#### Source material
Issue #897, opened 2016-02-17
Maintain and improve error messages


LaszloLango:
We must check the current error messages.
- [x] Add missing messages
- [ ] Use magic string for the same errors
- [x] Provide position information (line:column)
- [x] Add build option to use errors without messages (this can save memory)

zherczeg:
No need to add magic strings, the compiler should handle the same string merging.

Closing due to inactivity. Please reopen if needed.

PR #941, opened 2016-03-07
Don't use messages for errors by default

LaszloLango:
Related issue: #897

### DIFF
--- a/jerry-core/ecma/operations/ecma-exceptions.h
+++ b/jerry-core/ecma/operations/ecma-exceptions.h
@@ -28,6 +28,12 @@
  * @{
  */
 
+#ifdef JERRY_ENABLE_ERROR_MESSAGES
+#define ECMA_ERR_MSG(msg) msg
+#else /* !JERRY_ENABLE_ERROR_MESSAGES */
+#define ECMA_ERR_MSG(msg) NULL
+#endif /* JERRY_ENABLE_ERROR_MESSAGES */
+
 /**
  * Native errors.
  *
--- a/CMakeLists.txt
+++ b/CMakeLists.txt
@@ -56,6 +56,7 @@ project (Jerry C ASM)
  option(ENABLE_LTO            "Enable LTO build" ON)
  option(ENABLE_LOG            "Enable LOG build" OFF)
  option(ENABLE_ALL_IN_ONE     "Enable ALL_IN_ONE build" OFF)
+ option(ENABLE_ERROR_MESSAGES "Enable error messages for builtin error objects" OFF)
 
  if("${PLATFORM}" STREQUAL "LINUX")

#### Exercise brief
Copy out the data shown above in full. Match it exactly.

#### Your response
Issue #897, opened 2016-02-17
Maintain and improve error messages


LaszloLango:
We must check the current error messages.
- [x] Add missing messages
- [ ] Use magic string for the same errors
- [x] Provide position information (line:column)
- [x] Add build option to use errors without messages (this can save memory)

zherczeg:
No need to add magic strings, the compiler should handle the same string merging.

Closing due to inactivity. Please reopen if needed.

PR #941, opened 2016-03-07
Don't use messages for errors by default

LaszloLango:
Related issue: #897

### DIFF
--- a/jerry-core/ecma/operations/ecma-exceptions.h
+++ b/jerry-core/ecma/operations/ecma-exceptions.h
@@ -28,6 +28,12 @@
  * @{
  */
 
+#ifdef JERRY_ENABLE_ERROR_MESSAGES
+#define ECMA_ERR_MSG(msg) msg
+#else /* !JERRY_ENABLE_ERROR_MESSAGES */
+#define ECMA_ERR_MSG(msg) NULL
+#endif /* JERRY_ENABLE_ERROR_MESSAGES */
+
 /**
  * Native errors.
  *
--- a/CMakeLists.txt
+++ b/CMakeLists.txt
@@ -56,6 +56,7 @@ project (Jerry C ASM)
  option(ENABLE_LTO            "Enable LTO build" ON)
  option(ENABLE_LOG            "Enable LOG build" OFF)
  option(ENABLE_ALL_IN_ONE     "Enable ALL_IN_ONE build" OFF)
+ option(ENABLE_ERROR_MESSAGES "Enable error messages for builtin error objects" OFF)
 
  if("${PLATFORM}" STREQUAL "LINUX")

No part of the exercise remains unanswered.